Is cetrimonium chloride a silicone? If not, what is it and what is its purpose in my hair-care product? When this ingredient appears on a label with amodimethicone and trideceth-12, does this mean the amodimethicone is now water soluble?
Q: Is cetrimonium chloride a silicone? If not, what is it and what is its purpose in my hair-care product? When this ingredient appears on a label with amodimethicone and trideceth-12, does this mean the amodimethicone is now water soluble?
A: This question comes up frequently, because something about that name seems similar to some of the names seen for different silicones. The actual chemical name of this ingredient is cetyl (hexadecyl, more properly) trimethyl-ammonium chloride (CTAC). It is definitely not a silicone or silicone derivative. It is a quaternized ammonium molecule (frequently abbreviated as quat), and it has a single positive charge at the head group.
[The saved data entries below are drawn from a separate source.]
PR #1552, opened 2020-05-19
Avoid importing mpi4py.MPI on import

takluyver:
Follow on from #1544, incorporating @dalcinl's suggestion. Hopefully this solves various strange behaviours in MPI builds.

This moves the minimum requirement for mpi4py to 2.0, released October 2015. We're only testing with the latest version (currently 3.0.3) in any case.


h5py/h5p.pyx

CTAC belongs to a family of molecules known as cationic surfactants, which can be used as emulsifying or conditioning agents. Some other commonly used molecules in this group are cetrimonium bromide (CTAB), behentrimonium chloride, and quaternium-15.
Their conditioning capabilities are due to electrostatic attraction between the positively-charged head group of the cationic surfactant and negative charges that occur along the surface of hair strands. This electrostatic attraction causes cationic surfactant molecules to deposit themselves onto the cuticle of the hair, which helps create a smoother surface and also reduces static-induced flyaway hair that can occur in cold, dry weather.
As emulsifying agents, cationic surfactants can be used to aid the formulator in getting many different types of hydrophobic (water fearing) oils to go into solution. They are frequently used in mixtures with a nonionic surfactant. These mixtures can form large micelles, or emulsion droplets. Oil-in-water micelles are clusters of molecules with an oily center or core, made up of the non-polar tails of the surfactants, surrounded by an outer shell formed by the polar portion of the molecule. The polar portion of the shell is water soluble, and the interior of the micelle can encapsulate a water-insoluble oil, such as silicone. This complex particle can then be dispersed into an aqueous solution, such as a hair conditioner or shampoo formula. (There are also micelles known as water-in-oil micelles, where the polar groups are in the interior portion of the micelle, and the oil soluble portions are on the exterior of the micelle.)
A common example of such a mixture is cetrimonium chloride, trideceth-12 (the nonionic surfactant), and amodimethicone. The two surfactants surround the amodimethicone, which is water insoluble. The resultant aggregate of all three components is dispersible in water, due to the hydrophilic nature of the micelle shell. However, it should be noted that this mixture is dispersible in water for the purposes of ease of manufacture of the shampoo or conditioner. The mixture does not remain intact during product use, and it should not be inferred that having those three components in a formula renders the amodimethicone water soluble once it is applied to the hair.
Once the actual product is applied to wet hair in the shower, the aggregate is broken up and each component does what it would ordinarily do. The nonionic surfactant is washed away when the hair is rinsed; the positively-charged amodimethicone and the cationic surfactant are each deposited (separately) onto the surface of the hair. The amodimethicone is left alone, and is thus in its water insoluble state, and it dries to form a film, which imparts sheen and silkiness to the hair. Despite the fact that it is water insoluble, amodimethicone has been found to resist the formation of build up, and most users have reported excellent results with products containing amodimethicone, even if they use a shampoo-free regimen.